There are almost 2,500 inmates under the supervision of the Federal Bureau of Prisons in Oklahoma as of 2013.  These inmates are found in the medium security Federal Correctional Institution in El Reno, the attached minimum security prison camp and the Federal Transfer Center in Oklahoma City which houses male and female inmates transitioning to permanent incarceration.

The Oklahoma Department of Rehabilitation and Corrections supervises all corrections operations in the state, which includes 15 state-run correctional institutions, one reformatory, one state penitentiary, six community corrections facilities and 14 work centers. There are also employment opportunities for those seeking a correctional officer job at one of six private prisons in the state of Oklahoma, although they do not have the exact same employment requirements as the state-run institutions.

The prison population of Oklahoma is very interesting because it has the highest rate of female inmates in the country per capita, and also has one of the highest rates of elderly inmates in the country. Oklahoma is also one of the few states in which the prison population has increased over the last five years, countering the trend seen in the rest of the country.

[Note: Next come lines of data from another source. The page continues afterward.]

Issue #712, opened 2023-11-02
`log_error()`, `log_warning()`, `log_info()` and `log_header()` should use `.expect()` instead of `.unwrap()`


edmorley:
Currently there are lots of usages of `unwrap()` in production code, in the logging helpers in:
https://github.com/heroku/libcnb.rs/blob/2698a713edf19034e382aa702e12acc1516da8fa/libherokubuildpack/src/log.rs

Whilst the nature of these failure modes means that we can't use a Result (and so panicing is appropriate) - we should use `.expect()` instead of an `.unwrap()` so at least the panic message is more descriptive.

edmorley:
Note: The `log` module will be removed in the future, since it's been superseded by the `build_output` module.

Issue #555, opened 2023-01-31
Pack output eats libherokubuildpack colors


schneems:
Running this command:

```
$ pack build yolo --builder schneems-22 --path /tmp/rails61 --verbose
```

We should see header colors, but they're eaten by pack. Screenshot:

<img width="2153" alt="Screenshot 2023-01-31 at 3 23 10 PM" src="https://user-images.githubusercontent.com/59744/215891024-c1bc014a-9806-4b14-ad7c-c991b6e7644c.png">

Notice that the color of `[builder]` right next to `[Installing Ruby]` is different. I think what's happening is the color code is somehow being sent before `[builder]` and it sets it's own color, and then clears it. We get no color because of the clear.

I'm not sure if this is something we can fix here or need to go upstream with a bug report.

edmorley:
This is something that should be fixed improved (either here or upstream), but as a workaround in the meantime, update to latest pack CLI, since it trusts the builder:22 image by default. (The reason you are seeing the `[builder]` prefix is since the builder is being treated as untrusted.)

PR #721, opened 2023-11-06
Add `BuildpackOutput`

schneems:
This adds a new `build_output` module containing a `BuildOutput` interface, whose goal is to provide a standard format for outputting build information to the end user while a buildpack is running.

This implementation is an evolution of the approach prototyped in the Ruby CNB:
https://github.com/heroku/buildpacks-ruby/tree/dda4ede413fc3fe4d6d2f2f63f039c7c1e5cc5fd/commons/src/output


libherokubuildpack/Cargo.toml
```diff
@@ -45,6 +49,14 @@ termcolor = { version = "1.4.0", optional = true }
 thiserror = { version = "1.0.50", optional = true }
 toml = { workspace = true, optional = true }
 ureq = { version = "2.9.1", default-features = false, features = ["tls"], optional = true }
+lazy_static = { version = "1", optional = true }
+regex = { version = "1", optional = true }
```
edmorley, line 53: I'm pretty against adding a dependency on the `regex` crate here - since:
- it's a very large crate given unicode support (particularly for smaller buildpacks), and whilst some other parts of libcnb use `fancy_regex` (a) I have plans to remove those, (b) it's a different crate so using both crates causes overlap since they don't fully share the same deps
- looking at the two usages of the `regex` crate in the logger, it seems a non-regex approach would both be possible and likely more appropriate/simpler/quicker

libherokubuildpack/Cargo.toml
```diff
@@ -45,6 +49,14 @@ termcolor = { version = "1.4.0", optional = true }
 thiserror = { version = "1.0.50", optional = true }
 toml = { workspace = true, optional = true }
 ureq = { version = "2.9.1", default-features = false, features = ["tls"], optional = true }
+lazy_static = { version = "1", optional = true }
```
edmorley, line 52: This dependency can be removed once the regex usage in `libherokubuildpack/src/output/util.rs` is switched to a non-regex approach.

libherokubuildpack/src/output/util.rs
```diff
@@ -0,0 +1,88 @@
...
+    }
+}
+
+/// Removes trailing whitespace from lines
+///
+/// Useful because most editors strip trailing whitespace (in test fixtures)
+/// but commands <https://github.com/heroku/libcnb.rs/issues/582> emit newlines
+/// with leading spaces. These can be sanatized by removing trailing whitespace.
+#[allow(dead_code)]
+pub(crate) fn strip_trailing_whitespace(s: impl AsRef<str>) -> String {
```
edmorley, line 48: I'm not sure I really understand the need for this feature?

It also uses the regex crate, which isn't ideal.

At the very least we should switch this to a non-regex solution, or else remove it outright.

libherokubuildpack/src/output/background.rs
```diff
@@ -0,0 +1,213 @@
...
+        /// remove it's internal state due to E0509:
+        ///
+        /// <https://github.com/rust-lang/rust/blob/27d8a577138c0d319a572cd1a464c2b755e577de/compiler/rustc_error_codes/src/error_codes/E0509.md>
+        ///
+        /// The workaround is to never allow invalid internal state by replacing the
+        /// inner value with a `None` when removing it. We don't want to expose this
+        /// implementation detail to the user, so instead we accept the panic, ensure
+        /// the code is exercised under test, and exhaustively document why this panic
+        /// exists and how developers working with this code can maintain safety.
+        #[allow(clippy::panic_in_result_fn)]
```
edmorley, line 144: (Redundant if we remove `print_interval` / background threads)

I think the `stop()` function can be refactored using combinators and `.expect()` to be clearer and also avoid the need for this `allow` (since it won't be using `panic!` any more)

edmorley (changes requested):
Thank you for working on this.

I've only had an initial review look so far - at 1600+ lines long this PR is pretty large (and I see that's after several simplifications already) - which will take some time to review, and is also larger than I was expecting for an initial landing of a logger feature.

The comments I've left so far focus on ways we can try to reduce the scope of this PR to make it easier to land something sooner. For example, by removing the `print_interval` feature (and all the associated background threads, locking, ... handling). 

I think when first landing a new feature it's best to keep the feature set smaller, and then incrementally add additional features in follow-up PRs, since:
- the time taken to review a PR is exponential wrt PR size
- each new feature is another potential place where design decisions/discussions need to be had, particularly for advanced features - such as the `print_interval` feature
- the `print_interval` feature is also something that not all buildpacks will even need (as mentioned in a meeting a few months ago) - so the chances are that it will require more discussion than some of the other more core logger features

Once those removals/simplifications are made, it will be easier for me to continue the review.

libherokubuildpack/src/output/util.rs
Malax: This should be functionally equivalent to [trim_end](https://doc.rust-lang.org/std/primitive.str.html#method.trim_end)

schneems: This function operates on all lines within the string, not just the trailing whitespace on the string itself. It is only used for testing. I'm:

- [ ] Changing the name to include "lines" and to reflect the similarity to `trim_end` I'll call it `trim_end_lines`
- [ ] Make it `cfg(test)` instead of `allow(dead_code)`

schneems: - [ ] Remove regex and lazy_static crates

libherokubuildpack/examples/print_style_guide.rs
```diff
@@ -0,0 +1,224 @@
...
+use toml as _;
+use ureq as _;
+
+#[allow(clippy::too_many_lines)]
+fn main() {
+    println!(
+        "{}",
+        formatdoc! {"
+
+            Living build output style guide
```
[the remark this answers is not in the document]
schneems: > Or at the very least, I think it would simplify/speed up this PR if this addition were kept separate, so we can have the discussion about it another time :-)

Done in manuel's PR, which I've pulled into this PR. 

This is my attempt at having non-stale guides. I'll save the reasons for that to a later discussion.

libherokubuildpack/Cargo.toml
```diff
@@ -45,6 +49,14 @@ termcolor = { version = "1.4.0", optional = true }
...
+regex = { version = "1", optional = true }
+const_format = { version = "0.2", optional = true }
 
 [dev-dependencies]
 tempfile = "3.8.1"
+libcnb-test = {workspace = true}
+indoc = "2"
+pretty_assertions = "1"
+fun_run = "0.1.1"
+ascii_table = { version = "4", features = ["color_codes"] }
```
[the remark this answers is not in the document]
schneems: I removed `ascii_table`, but `fun_run` is used in doctests.

libherokubuildpack/Cargo.toml
```diff
@@ -45,6 +49,14 @@ termcolor = { version = "1.4.0", optional = true }
...
 ureq = { version = "2.9.1", default-features = false, features = ["tls"], optional = true }
+lazy_static = { version = "1", optional = true }
+regex = { version = "1", optional = true }
+const_format = { version = "0.2", optional = true }
 
 [dev-dependencies]
 tempfile = "3.8.1"
+libcnb-test = {workspace = true}
+indoc = "2"
+pretty_assertions = "1"
```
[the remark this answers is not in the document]
schneems: > Switching to use pretty_assertions is unrelated to the build output work 

It's a major quality of life improvement for developing this feature. I'm open to removing it, but, like the print style guide, it served a useful development tool and would want to wait until all feedback is received to cut it out. It's not that I'm randomly throwing things into the PR; it's that these things were instrumental in building the feature.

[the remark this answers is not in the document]
Malax: I removed it for now in [2f7a13e](https://github.com/heroku/libcnb.rs/pull/721/commits/2f7a13e2799e36b2f6a430d3a39337e6227e3906)

Malax (approved):
After pairing sessions and subsequent iterations by both @schneems and me where we cut the diff in half, reduced complexity and redundancy, I consider this ready-to-merge at this point.

Re-adding the threading features will follow in a separate PR.

Since I was so heavily involved with the actual code, I defer the final review to @edmorley.

libherokubuildpack/src/buildpack_output/mod.rs
```diff
@@ -227,10 +227,6 @@ where
         prefix_first_rest_lines(Self::PREFIX_FIRST, Self::PREFIX_REST, s.as_ref())
     }
 
-    pub fn mut_step(&mut self, s: impl AsRef<str>) {
-        writeln_now(&mut self.state.write, Self::style(s));
-    }
```
schneems: This served a purpose: when we want to log in a context that we cannot easily get the log from, this allows us to emit an output without changing the state.

libherokubuildpack/src/buildpack_output/mod.rs
```diff
@@ -11,7 +11,7 @@
 //!
 //! output = output
 //!     .section("Ruby version")
-//!     .end_section();
+//!     .finish();
```
schneems, line 14: [comment] In the voice of subzero 🥶 finish him 🥶. 

I'm fine with this. Originally I wanted the code to not have the "finish" repetition, but I can go either way. One name makes it easier to remember

Malax: We could also suffix the `finish` or `end` functions with _what_ they finish. My thought process was that it's inconsistent to have "finish" and "end". From there, I thought that the suffixes aren't necessary. But not a hill I wanna die on. TLDR: I could live with `finish_section` or `end_section` as long as we use the same word across the whole API to denote the end of a state or the whole output.

libherokubuildpack/src/buildpack_output/mod.rs
```diff
@@ -0,0 +1,500 @@
...
+    pub(crate) started: Option<Instant>,
+    pub(crate) state: T,
+}
+
+/// Various states for [`BuildpackOutput`] to contain.
+///
+/// The [`BuildpackOutput`] struct acts as an output state machine. These structs
+/// are meant to represent those states.
+#[doc(hidden)]
+pub mod state {
```
edmorley, line 44: It doesn't seem like the `state` module needs to be public?

If I remove the `pub` here all of `clippy --all-targets`, `cargo test` and `cargo test -- --ignored` succeed. (And the rustdocs for the `build_output` module is exercising the code as a consumer would - rustdocs can't access private APIs etc.)

If this module does need to be public, could you add something that will fail if the `pub` is removed (eg rustdocs somewhere, an integration test, a brief usage in `examples/basics/` or similar etc), or at least a comment explaining why this is pub+doc-hidden?

```suggestion
mod state {
```

libherokubuildpack/src/buildpack_output/mod.rs
```diff
@@ -0,0 +1,500 @@
...
+    pub struct Started<W> {
+        pub(crate) write: ParagraphInspectWrite<W>,
+    }
+
+    #[derive(Debug)]
+    pub struct Section<W> {
+        pub(crate) write: ParagraphInspectWrite<W>,
+    }
+
+    pub struct Stream<W: std::io::Write> {
```
edmorley, line 64: Similarly, this still compiles when `pub(crate)` is used:

```suggestion
    pub(crate) struct NotStarted<W> {
        pub(crate) write: ParagraphInspectWrite<W>,
    }

    #[derive(Debug)]
    pub(crate) struct Started<W> {
        pub(crate) write: ParagraphInspectWrite<W>,
    }

    #[derive(Debug)]
    pub(crate) struct Section<W> {
        pub(crate) write: ParagraphInspectWrite<W>,
    }

    pub(crate) struct Stream<W: std::io::Write> {
```

libherokubuildpack/src/buildpack_output/mod.rs
```diff
@@ -0,0 +1,500 @@
...
+        pub(crate) started: Instant,
+        pub(crate) write: MappedWrite<ParagraphInspectWrite<W>>,
+    }
+}
+
+#[doc(hidden)]
```
edmorley, line 70: The `AnnounceSupportedState` trait is private, so I don't think this `#[doc(hidden)]` is needed?

```suggestion
```

libherokubuildpack/src/buildpack_output/mod.rs
```diff
@@ -0,0 +1,500 @@
+//! # Buildpack output
+//!
+//! Use the [`BuildpackOutput`] to output structured text as a buildpack is executing.
```
edmorley, line 3:
```suggestion
//! Use [`BuildpackOutput`] to output structured text as a buildpack is executing.
```

libherokubuildpack/src/buildpack_output/mod.rs
```diff
@@ -0,0 +1,500 @@
...
+use std::fmt::Debug;
+use std::io::Write;
+use std::time::Instant;
+
+mod ansi_escape;
+mod duration_format;
+pub mod style;
+mod util;
+
+/// See the module docs for example usage.
```
edmorley, line 31: For UX on docs.rs and in an IDE, what do you think about duplicating the module docs here? (Longer term I think it's fine for both sections to differ - eg one of the two to be the canonical location for full examples, and the other a short example.)

Otherwise I get this in my IDE:

Screenshot 2024-02-02 at 15 32 07

And this in the generated rustdocs:

Screenshot 2024-02-02 at 15 33 58

libherokubuildpack/src/buildpack_output/mod.rs
```diff
@@ -0,0 +1,500 @@
...
+        );
+        writeln_now(io, "");
+    }
+}
+
+impl<W> BuildpackOutput<state::NotStarted<W>>
+where
+    W: Write,
+{
+    pub fn new(io: W) -> Self {
```
edmorley, line 148: Could you add rustdocs for all of these public APIs?

Currently the generated docs are completely empty, eg:

Screenshot 2024-02-02 at 15 47 28

libherokubuildpack/src/buildpack_output/mod.rs
```diff
@@ -0,0 +1,500 @@
...
+    fn flush(&mut self) -> std::io::Result<()> {
+        self.state.write.flush()
+    }
+}
+
+/// Internal helper, ensures that all contents are always flushed (never buffered).
+fn writeln_now<D: Write>(destination: &mut D, msg: impl AsRef<str>) {
+    writeln!(destination, "{}", msg.as_ref()).expect("Output error: UI writer closed");
+
+    destination.flush().expect("Output error: UI writer closed");
```
edmorley, line 306: (nit) The error message style used for these `.expect()`s don't match the guidelines here:
https://doc.rust-lang.org/std/error/index.html#common-message-styles

edmorley (commented):
I'm still reviewing, but I'm posting this partway through so you can start addressing these (if you wanted; it's fine to wait to the end too), plus since GitHub's review comment collapsing makes reviews with too many comments slight unwieldy, and hopefully splitting them up into two batches will help.

libherokubuildpack/src/buildpack_output/mod.rs
schneems: The states must be exposed so people can use them in their type signatures. For example:

```
//! use libherokubuildpack::buildpack_output::{BuildpackOutput, state::{Section, Started}};
//! use std::io::Write;
//!
//! let mut output = BuildpackOutput::new(std::io::stdout())
//!     .start("Heroku Ruby Buildpack")
//!     .warning("No Gemfile.lock found");
//!
//!      let output = install_ruby(output.section("Ruby Version"));
//!      output.finish();
//!
//! fn install_ruby<W>(mut output: BuildpackOutput<Section<W>>) -> BuildpackOutput<Started<W>>
//! where
//!    W: Write + Send + Sync + 'static
//! {
//!     output = output.step("Installing Ruby");
//!     // ...
//!    output.finish()
//! }
```

Changing that module to a different visibility makes it error:

```
5  | use libherokubuildpack::buildpack_output::{BuildpackOutput, state::{Section, Started}};
   |                                                             ^^^^^ private module
```

I'll add some more failing doc tests that exercise each state

libherokubuildpack/src/buildpack_output/mod.rs
schneems: Resolved via adding doc tests that exercise these structs

libherokubuildpack/src/buildpack_output/mod.rs
schneems: I had an issue with it that I mentioned in the commit https://github.com/heroku/libcnb.rs/commit/b9f6e2fdf8fcf0bf9d61480899912afce869e7bc. 

Though now when I delete the line, it is indeed fine:

```
$ git diff
diff --git a/libherokubuildpack/src/buildpack_output/mod.rs b/libherokubuildpack/src/buildpack_output/mod.rs
index d9c43dc..03e229b 100644
--- a/libherokubuildpack/src/buildpack_output/mod.rs
+++ b/libherokubuildpack/src/buildpack_output/mod.rs
@@ -160,7 +160,6 @@ pub mod state {
     }
 }
 
-#[doc(hidden)]
 trait AnnounceSupportedState {
     type Inner: Write;
 
⛄️ 3.1.4 🚀 /Users/rschneeman/Documents/projects/work/libcnb.rs (schneems/output)
$ cargo clippy --all-targets --all-features -- --deny warnings
    Finished dev [unoptimized + debuginfo] target(s) in 0.11s
```

I'm not 100% certain I know what caused the original problem or what change Manuel (or I) made that fixed it.

libherokubuildpack/src/buildpack_output/mod.rs
schneems: I think we could move it to an external document, like a README.md in the folder than use str include like https://github.com/schneems/magic_migrate/blob/3e43a72c329a2f03c016e0d37cd8ec085af7982f/src/lib.rs#L1 (though I'm not 100% sure that also works on a struct doc, but I'll try).

libherokubuildpack/src/buildpack_output/mod.rs
schneems: The prior docs largely referenced the print_style_guide.rs, which also existed as tests like struct visibility. I'll give everything a pass, but might defer some examples to bringing the style guide back in a future PR.

schneems: I've updated the docs, please take a look.

libherokubuildpack/src/buildpack_output/mod.rs
schneems: I've updated the docs, please take a look.

schneems:
I mentioned privately, but I'm leaving a note here as well. I've addressed all issues. I'm ready for another round.

libherokubuildpack/src/buildpack_output/style.rs
```diff
@@ -0,0 +1,28 @@
...
+/// Decorate a URL for the build output.
+pub fn url(contents: impl AsRef<str>) -> String {
+    ansi_escape::inject_default_ansi_escape(ansi_escape::CYAN, contents)
+}
+
+/// Decorate the name of a command being run i.e. `bundle install`.
+pub fn command(contents: impl AsRef<str>) -> String {
+    value(ansi_escape::inject_default_ansi_escape(
+        ansi_escape::BOLD_CYAN,
+        contents.as_ref(),
```
edmorley, line 14: (the `body` argument to `inject_default_ansi_escape` is of type `impl AsRef<str>`, making the `as_ref()` here redundant)

```suggestion
        contents,
```

libherokubuildpack/src/buildpack_output/style.rs
```diff
@@ -0,0 +1,28 @@
...
+    ))
+}
+
+/// Decorate an important value i.e. `2.3.4`.
+pub fn value(contents: impl AsRef<str>) -> String {
+    let contents = ansi_escape::inject_default_ansi_escape(ansi_escape::YELLOW, contents.as_ref());
```
edmorley, line 20:
```suggestion
    let contents = ansi_escape::inject_default_ansi_escape(ansi_escape::YELLOW, contents);
```

libherokubuildpack/src/buildpack_output/util.rs
```diff
@@ -0,0 +1,223 @@
...
+
+        let newline_index = self.input.find('\n').map_or(self.input.len(), |i| i + 1);
+
+        let (line, rest) = self.input.split_at(newline_index);
+        self.input = rest;
+        Some(line)
+    }
+}
+
+pub(crate) fn prefix_lines<F: Fn(usize, &str) -> String>(contents: &str, f: F) -> String {
```
edmorley, line 33: I found this function confusing, since at first I thought it was the function that would be used by other parts of the `BuildOutput` module, rather than an private helper function only. 

A few things led to this misunderstanding:
- the fact this is `pub(crate) fn` rather than `fn` (it's not used outside of this file)
- the fact that it's ordered first in this file, above `prefix_first_rest_lines` (ie: I thought `prefix_lines` would be calling `prefix_first_rest_lines` not vice versa)

Could you remove the `pub(crate)` and move this function below `prefix_first_rest_lines`?

edmorley (changes requested):
Thank you for the updates. I spent ~5 more hours reading/paging in/reviewing today and am now at the end of my day, so leaving another interim review so you have the option to work through the comments sooner if you'd like :-)

libherokubuildpack/src/buildpack_output/mod.rs
edmorley: I'm not sure I like splitting out the `build_output` module docs to a `README.md`. The only reason we do that for the crate docs, is that we have to have a README.md for crates.io / GitHub, so it makes sense to combine the two (and we want to have the README examples covered in CI via doctests). 

For the `build_output` case, it means a README nested in a random directory, and means people reading the Rust code have to switch to another file to see the contents.

Also, I think longer term it's likely we'll want different contents for the module vs struct docs, so there won't be the need to de-duplicate the two. Plus duplication isn't really a problem anyway IMO.

libherokubuildpack/src/buildpack_output/util.rs
```diff
@@ -0,0 +1,223 @@
...
+        if index == 0 {
+            first_prefix.clone()
+        } else {
+            rest_prefix.clone()
+        }
+    })
+}
+
+#[derive(Debug)]
+pub(crate) struct LockedWriter<W> {
```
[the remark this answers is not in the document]
schneems: [TLDR] I'm okay making it test only for now, and I don't want to delay this PR any more than needed, but I'm also not happy with the ergonomics of this interface for a gen 1 experience.

-----
Full: Originally I was wrapping the Write instance in this and returning it back to the user. Manuel changed that behavior so that `BuildpackOutput<state::Stream<W>>` is `Write` instead. It's currently not very ergonomic to use the streaming code with `std::process::Command` streaming because it requires two `Write` instances and we only give you one. So either we'll make the user have to implement something like this, or we will provide them with something like this, or we'll give them a different abstraction (Like a version of Command.stream that writes to both stdout and stderr with the same (locked) writer.

Another way to think about it: When I wrote all those doc tests, I did not show streaming a `Command` on purpose because it's currently very gnarly with this stripped down implementation and missing other pieces of support from the rest of libherokubuildpack.

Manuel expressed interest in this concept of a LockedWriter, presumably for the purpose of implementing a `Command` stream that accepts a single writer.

Corrections Officer Duties in Oklahoma

Correctional officer jobs in Oklahoma involve keeping correctional facilities safe for the public, the inmates and the state employees working inside of them. In order to do this, corrections officers must perform the following duties:

  • Search inmates and their sleeping quarters
  • Transport inmates inside the facility and outside the facility
  • Use emergency management and CPR skills when necessary
  • Patrol and survey all aspects of the facility
  • Operates security equipment
  • Prepares reports and documents as needed
  • Responds to riots and other dangerous situations when they occur

Basic Requirements and Qualifications

Federal Correctional Officers

The Federal Bureau of Prisons requires that correctional officers possess the following qualifications:

  • Be a U.S. citizen
  • Be 21 years of age or older, but no older than 36
  • Have good moral character without any serious criminal convictions
  • Possess a financial history without any serious improprieties
  • Have the ability to perform the following tasks
    • Drag a 75 pound dummy across 694 feet within three minutes
    • Climb 108 steps carrying a 20 pound weight in 45 seconds
    • Complete an obstacle course in 58 seconds
    • Run a quarter mile and handcuff an individual in two minutes, 35 seconds
    • Climb a ladder and grasp an object in 7 seconds

Federal correctional officers are classified as GS-5 or GS-6 upon hiring. GS-5 officers possess these qualifications:

  • Have a bachelor’s degree; or
  • Have three years of experience in counseling, teaching, emergency response, security or management

GS-6 officers should have these qualifications:

  • At least nine semester hours of graduate study in law, social science or criminal justice; or
  • One year of full time experience in
    • Law enforcement
    • Mental health treatment
    • Corrections/detentions

Oklahoma Department of Rehabilitation and Corrections

Applicants seeking a correctional officer job in Oklahoma are given special consideration during the hiring process if they have a bachelor’s degree from an accredited college or university, as recognized by the state. Also, those with military experience are also given preference over other applicants during the initial stages of the hiring process.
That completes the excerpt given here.